PROBLEM TO WORK ON:
When the line containing "1842 tokens, above)." appears in the entries below, begin printing there and stop after the line containing "- 13529-token prompt: 24"; print each of those lines exactly and no other line.
** EXTRACTED MATERIAL follows **
PR #606, opened 2026-07-31
perf(linear_attention): window the chunk-parallel prefill scratch (~130 MB cap vs O(seq_len))

BoarQing:
Stacked on #596 (base: `feat/linattn-scratch-mem`). Review the last commit only; retarget to `main` once #596 lands.

## What

The chunk-parallel gated_delta prefill (#589) sizes its device scratch by `nchunks = seq_len / 32`, so the arena grows without bound with prompt length. #596 made that arena session-scoped instead of per-call, which removed the per-layer alloc/free churn but not the growth. This bounds the growth itself: the three passes now run over a fixed window of `LA_WINDOW_CHUNKS = 64` chunks (2048 tokens) at a time, so the arena is sized per window rather than per sequence.

Measured through the exported `hip_linear_attention_prefill_scratch_bytes` (B=1, Hkv=32, dk=dv=128, i.e. Qwen3.5-9B):

| seq_len | before | after | reduction |
| --- | --- | --- | --- |
| 1842 | 116.2 MiB | 116.2 MiB | 1.00x (single window) |
| 4096 | 256.5 MiB | 129.3 MiB | 1.98x |
| 13529 | 847.7 MiB | 129.3 MiB | 6.56x |
| 16384 | 1026.1 MiB | 129.3 MiB | 7.94x |
| 32768 | 2052.1 MiB | 129.3 MiB | 15.9x |

The arena is flat at 129.3 MiB from 2049 tokens up. On a 128 GB APU where host and device share the pool this is the difference between the prefill fitting alongside the weights and not.

## How

Each kernel gains `nchunks_win` and `chunk_begin`. The scratch index becomes window-local (`cw`) while the query/key/value/decay/output index stays global (`chunk_begin + cw`), so only the addressing splits — the math per chunk is untouched.

The scan (pass 2) was already sequential over chunks, so windowing only changes where its running state lives between launches. Across windows it hands off through a small fp16 carry buffer rather than re-reading `state`: the running state is fp16 in LDS, and a round trip through a narrower `T` (bf16 keeps 8 mantissa bits vs fp16's 10) would perturb it at every window boundary. `is_first` seeds from `state`, `is_last` publishes to `state`, and the carry (1 MiB) is only allocated when there is more than one window.

Ordering needs no extra synchronisation: the three passes are issued back-to-back on one stream, so pass 3 of a window has finished reading `Uloc`/`W`/`S0` before pass 1 of the next window overwrites them.

**Single-window prefills are bit-identical to before** — `is_first == is_last`, the carry is never touched and never allocated, and the layout is unchanged (116.2 MiB at 1842 tokens, above).

64 chunks was chosen so a window still launches `B*Hkv*64` = 2048 blocks at Hkv=32, ~51 blocks per CU on the 40-CU gfx1151 — far above what it needs to stay saturated, so the chunk-parallel decomposition keeps its parallelism.

## Test

Local, Qwen3.5-9B (bf16) on Strix Halo / gfx1151:

- 13529-token prompt: 24 chunk-parallel dispatches per forward (one per LA layer) under `HIPDNN_EP_DEBUG`, zero fallbacks to the per-token path, i.e. all 7 windows go through the windowed path.
- Output stays coherent at both short (274-token) and long (13.5k-token) prompts.
- Scratch numbers above read back from the built DLL, not computed on paper.

TTFT, 13529-token prompt, interleaved before/after (DLL swapped in place, 20 s settle, 3 rounds, arms alternating within a round) — full numbers and caveats in [this comment](https://github.com/ROCm/hip-ep/pull/606#issuecomment-5139478794):

| round | before | after | delta |
| --- | --- | --- | --- |
| 1 (cold) | 35032.6 ms | 35807.7 ms | +775 (+2.2%) |
| 2 | 41478.6 ms | 39842.1 ms | −1637 (−4.0%) |
| 3 | 41149.9 ms | 39947.2 ms | −1203 (−2.9%) |

The `before` arm alone drifted +6446 ms between rounds 1 and 2 on identical code, so round 1 is a cold machine and the drift is several times the effect size. Across the settled rounds 2-3 the windowed path is 1420 ms faster (−3.4%); a drift-corrected estimate over all three rounds agrees in direction (−1960 ms). The claim I'd stand behind is **no TTFT regression**, with a likely small gain — the memory bound is the point of the change, and that number is exact rather than measured.

Draft until #596 lands.

### DIFF
--- a/lib/Runtime/Kernels/hip/linear_attention_kernel.hip
+++ b/lib/Runtime/Kernels/hip/linear_attention_kernel.hip
@@ -713,7 +713,7 @@ static constexpr int LA_CHUNK         = 32;   // tokens per chunk
 // A naive serial kernel would process chunks one at a time, because the chunk
 // output and state-update both read the chunk-start state S0, which is only
 // known after the previous chunk finishes.  We split each chunk's work into an
-// S0-independent local part (fully parallel across all Hkv*nchunks blocks) and
+// S0-independent local part (fully parallel across all Hkv*chunk blocks) and
 // a light affine state scan (per head, sequential over chunks but cheap):
 //
 //   Within a chunk (tokens t):
@@ -728,6 +728,11 @@ static constexpr int LA_CHUNK         = 32;   // tokens per chunk
 // Pass 1 (parallel): compute Uloc, W, Ktilde, a_last.
 // Pass 2 (scan):     S0_c per chunk, then S1 = a_last*S0 + Ktilde^T(Uloc - W S0).
 // Pass 3 (parallel): recompute P, form U = Uloc - W S0, emit O.
+//
+// The three passes run over a window of LA_WINDOW_CHUNKS chunks at a time
+// rather than the whole sequence, so the per-(head,chunk) scratch is bounded by
+// the window instead of by seq_len. The scan is already sequential over chunks,
+// so windowing only changes where its running state lives between launches.
 // Numerically equivalent to the serial kernel (same fp32 math, same per-chunk
 // fp16 rounding of S); differs only by fp32 op-order (cosine ~1.0).
 //===----------------------------------------------------------------------===//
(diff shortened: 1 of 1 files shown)


BoarQing:
## TTFT A/B (Qwen3.5-9B bf16, Strix Halo gfx1151, 13529-token prompt)

Interleaved before/after: one process per arm, DLL swapped in place, 20 s settle, 1 warmup + 2 measured iterations per arm, 3 rounds, arms alternating inside each round.

| round | before (ms) | after (ms) | delta |
| --- | --- | --- | --- |
| 1 | 35032.6 ± 277 | 35807.7 ± 133 | +775 (+2.2%) |
| 2 | 41478.6 ± 1934 | 39842.1 ± 28 | −1637 (−4.0%) |
| 3 | 41149.9 ± 117 | 39947.2 ± 72 | −1203 (−2.9%) |

**Read the drift before the deltas.** The `before` arm — identical code — moved +6446 ms between round 1 and round 2, then only −329 ms between rounds 2 and 3. Round 1 is a cold machine, rounds 2-3 are steady state. The drift on unchanged code is ~4x the effect being measured, which is why single-run comparisons on this hardware are not meaningful.

Taking rounds 2-3 only (both arms thermally settled), after is **1420 ms faster, −3.4%**, and the two rounds agree (−4.0%, −2.9%). A drift-corrected sandwich estimate over all three rounds (`A_i` against the mean of the `B` arms on either side of it) gives −1960 ms, same direction. Round 1's +2.2% is the one disagreeing point and is the round where `before` ran first on the coldest machine, so it is the measurement most exposed to warm-up.

Conclusion: **no TTFT regression; roughly 1-2 s (~3%) off a ~40 s prefill in steady state.** I would not claim the 3% is precise on this hardware — the honest statement is that windowing does not cost throughput, which is what it needed to show. The memory bound is the actual result of this change, and that number is exact rather than measured: 129.3 MiB flat instead of 1026 MiB at 16k and 2052 MiB at 32k.

Corroborating the single-window claim from the other direction: at 1842 tokens (one window, so the code path is unchanged) the two builds measure 14184.6 ± 63 ms and 14192.6 ± 60 ms — 8 ms apart, 0.06%. Short prefills neither gain nor lose anything, as expected.

Also confirmed on the 13529-token prompt: 24 chunk-parallel dispatches per forward (one per LA layer, all 7 windows on the windowed path), zero fallbacks to the per-token path, and coherent output at both 274 and 13.5k tokens.

CI is green on this branch: build-linux, build-windows, build-windows-mock, gpu-test, pre-commit.

amd-yanjunz:

- PR: ROCm/hip-ep#606
- Source comment: [models=all](https://github.com/ROCm/hip-ep/pull/606#issuecomment-5140839028)
- MODELZOO: LLM_ROCm_dynamic
- TEST_MODELS: (all)
- FORBID_MODELS: google-gemma-4-26B-A4B-it-FP16W4-qmoe,gemma-4-12B-it-fp16-int4-kquant,NVIDIA-Nemotron-3-Super-120B-A12B-BF16-onnx-fp16-int4-rtn-onnx
- NODE: (OGA job default)
- Jenkins build: http://xsjvitisaijenkins:8080/job/daily_hip_ep_oga/1608/
- NTS report: http://xsjnts.xilinx.com/ROCm/hipdnn-detail?database=development&collection=daily_hip_ep_oga&id=6a6c6cfa6ca2e9acb55499e6

BoarQing:
http://xsjnts.xilinx.com/ROCm/compare?base_url=http%3A%2F%2Fxsjvitisaijenkins%3A8080%2Fjob%2Fdaily_hip_ep_oga%2F1560&base_job=daily_hip_ep_oga&base=1585&curr_url=http%3A%2F%2Fxsjvitisaijenkins%3A8080%2Fjob%2Fdaily_hip_ep_oga%2F1618&curr_job=daily_hip_ep_oga&curr=1618

Slight impact on memory.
** End of EXTRACTED MATERIAL **
WORKED SOLUTION:
**Single-window prefills are bit-identical to before** — `is_first == is_last`, the carry is never touched and never allocated, and the layout is unchanged (116.2 MiB at 1842 tokens, above).

64 chunks was chosen so a window still launches `B*Hkv*64` = 2048 blocks at Hkv=32, ~51 blocks per CU on the 40-CU gfx1151 — far above what it needs to stay saturated, so the chunk-parallel decomposition keeps its parallelism.

## Test

Local, Qwen3.5-9B (bf16) on Strix Halo / gfx1151:

- 13529-token prompt: 24 chunk-parallel dispatches per forward (one per LA layer) under `HIPDNN_EP_DEBUG`, zero fallbacks to the per-token path, i.e. all 7 windows go through the windowed path.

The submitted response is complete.